In Iraq and Afghanistan, Western nations poured in millions of dollars to rebuild militant strongholds and win affection. Results have been limited: Many residents view the armies as occupiers and militants remain a danger.
The goal won't be any easier in South Waziristan. The area forms one-fifth of Pakistan's Federally Administered Tribal Areas which are roughly the size of Belgium and governed under a system inherited from British colonialists.
Government-appointed political agents rule through the Pashtun tribes and collect and distribute revenue with little oversight. The people have limited rights.
While the Pakistan Army backed the Taleban in Afghanistan in the 1990s, and supported militants fighting Indian rule in the disputed Kashmir region, in South Waziristan it found itself under attack.

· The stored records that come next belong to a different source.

PR #928, opened 2019-07-30
fix: Remove references to NewRoot in install code.

bradbeam:
Since we revamped how init and machine startup happens, we no longer juggle
roots in the same manner. These refereces are no longer needed.


andrewrynhard:
@bradbeam Per our discussion on slack, I'm gonna close this.

For anyone else, the short version is that this will break `osctl install`. I am working on a refactor of our installer code and it should fix this.

PR #929, opened 2019-07-30
feat: Update networkd

bradbeam:
This introduces a rewrite of our networkd implementation. This update
includes moving off our fork of our dhcp library, replacement of the
underlying netlink library, and more granular control of how we
interact with the network stack


bradbeam:
Still working through some nuances, but able to successfully boot up a machine in packet with this.

PR #931, opened 2019-07-30
feat(osctl): allow configurable number of masters to `cluster create`

smira:
This allows to run tiny Talos clusters (which is sometimes nice for
local testing), e.g. with just a single master and zero workers.

### DIFF
--- a/cmd/osctl/cmd/cluster.go
+++ b/cmd/osctl/cmd/cluster.go
@@ -31,7 +31,10 @@ var (
 	image       string
 	networkMTU  string
 	workers     int
+	masters     int
 )
+
+const baseNetwork = "10.5.0.%d"
 
 // clusterCmd represents the cluster command
 var clusterCmd = &cobra.Command{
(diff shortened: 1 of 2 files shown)


andrewrynhard:
Awesome. This has been in the back of mind every day for the last 2 weeks.

smira:
> LGTM. I have one nit. We should make sure we set --masters=3 in our basic integration test.

yep, I figured that out while testing it locally :))

cmd/osctl/cmd/cluster.go
```diff
@@ -335,6 +335,7 @@ func init() {
 	clusterUpCmd.Flags().StringVar(&image, "image", "docker.io/autonomy/talos:"+version.Tag, "the image to use")
 	clusterUpCmd.Flags().StringVar(&networkMTU, "mtu", "1500", "MTU of the docker bridge network")
 	clusterUpCmd.Flags().IntVar(&workers, "workers", 1, "the number of workers to create")
+	clusterUpCmd.Flags().IntVar(&masters, "masters", 3, "the number of masters to create")
```
andrewrynhard: I liked the idea of defaulting to 1. I think HA locally has few benefits outside of our basic integration test. Not a blocker for me though.

smira: I was afraid of breaking something else or someone's else automation by changing defaults here.

PR #932, opened 2019-07-31
refactor: improve installation reliability

andrewrynhard:
This change aims to make installations more unified and reliable. It
introduces the concept of a mountpoint manager that is capable of
mounting, unmounting, and moving a set of mountpoints in the correct
order.


internal/app/init/main.go
```diff
@@ -31,23 +33,40 @@ func initram() (err error) {
...
-	if err = initializer.Switch(); err != nil {
+	if err = switchroot.Switch(constants.NewRoot, virtual); err != nil {
 		return err
 	}
 
 	return nil
 }
 
+func recovery() {
+	if r := recover(); r != nil {
```
smira: not related to this PR, but I remember we had a disk sync handler on the return path from `main()` (probably more for machined, but still), do we need it still or it was removed on purpose?

andrewrynhard: At this point `init` is only the initramfs and no disks have been mounted, so I _think_ we can skip that step. That being said it doesn't hurt to call `sync`.

smira: I don't see it in machined either. I can add it back if you don't mind

andrewrynhard: Its handled in a task now: 
https://github.com/talos-systems/talos/blob/master/internal/app/machined/internal/phase/api/api.go#L68
https://github.com/talos-systems/talos/blob/master/internal/app/machined/internal/phase/api/acpi.go#L41

smira: oh, I missed that!

I noticed a data race in phase runner, I can send  a PR to fix it.

I also thought we might try to unify that though with any other panic-like behavior to get just a single exit path. I can try to do something later on it.

andrewrynhard: +1 on both!

cmd/osctl/cmd/install_linux.go
```diff
@@ -71,7 +63,8 @@ var installCmd = &cobra.Command{
 			log.Fatal(err)
 		}
 
-		if err = install.Install(cmdline.String(), data); err != nil {
+		i := installer.NewInstaller(cmdline, data)
```
andrewrynhard: The changes in this PR essentially boil down to making installations this simple.

internal/app/machined/main.go
```diff
@@ -68,11 +69,11 @@ func run() (err error) {
 			userdatatask.NewExtraFilesTask(),
 		),
 		phase.NewPhase(
-			"installation",
-			install.NewInstallTask(),
+			"platform tasks",
```
bradbeam: nit, probably for a followup pr. but it'd be nice to move these phases names to constants or something a bit more well defined.

internal/pkg/mount/manager/virtual/virtual.go
```diff
@@ -0,0 +1,31 @@
...
+)
+
+// MountPoints returns the mountpoints required to boot the system.
+func MountPoints() (mountpoints *mount.Points, err error) {
+	virtual := mount.NewMountPoints()
+	virtual.Set("dev", mount.NewMountPoint("devtmpfs", "/dev", "devtmpfs", unix.MS_NOSUID, "mode=0755"))
+	virtual.Set("proc", mount.NewMountPoint("proc", "/proc", "proc", unix.MS_NOSUID|unix.MS_NOEXEC|unix.MS_NODEV, ""))
+	virtual.Set("sys", mount.NewMountPoint("sysfs", "/sys", "sysfs", 0, ""))
+	virtual.Set("run", mount.NewMountPoint("tmpfs", "/run", "tmpfs", 0, ""))
+	virtual.Set("tmp", mount.NewMountPoint("tmpfs", "/tmp", "tmpfs", 0, ""))
```
bradbeam: not for this pr.
curious if we should set a limit for these tmpfs filesystems. since they're entirely backed by memory it makes me al little concerned a rogue process could 💣 💥 a system

andrewrynhard: We can certainly set the size. Agree that is for a followup as I'm not sure how big we should go just yet, or if we should base it on percentage.

internal/app/machined/main.go
andrewrynhard: Yeah I think this might even change TBH. Sort of a quick and dirty hack to have _some_ way to identify a phase for now. Still thinking through the phase/task bits.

Decades of resentment felt by the population and the US bombing campaign on the Afghan border following the Sept. 11, 2001, attacks on the United States spawned a generation of Pakistani militants who used South Waziristan to launch assaults against the Pakistani state and US-led forces in Afghanistan.
Unsure how to respond, Pakistan see-sawed between brief military campaigns and appeasing the militants with short-lived peace deals. Then, in 2009, Pakistan's army chief ordered the biggest offensive yet, pouring 40,000 troops into South Waziristan in a bid to tip the balance.
The 2009 offensive displaced almost half a million people as homes, schools and hospitals were turned into hide-outs by militants and meager civic amenities were destroyed.
Today, a combination of the offensive and US drones has helped drive the Pakistan Taleban leadership out of South Waziristan and the army is looking for ways to convince people it is safe for them to return.
But after having spent close to three years in camps, only 41,000 refugees have come back.
"The people can only feel fully secure if there is social and economic uplift," said a brigadier who commands a cliff-side compound near Wana, the main town in South Waziristan. "It took some time but we know now that 1,000 bullets can't do the work of one school."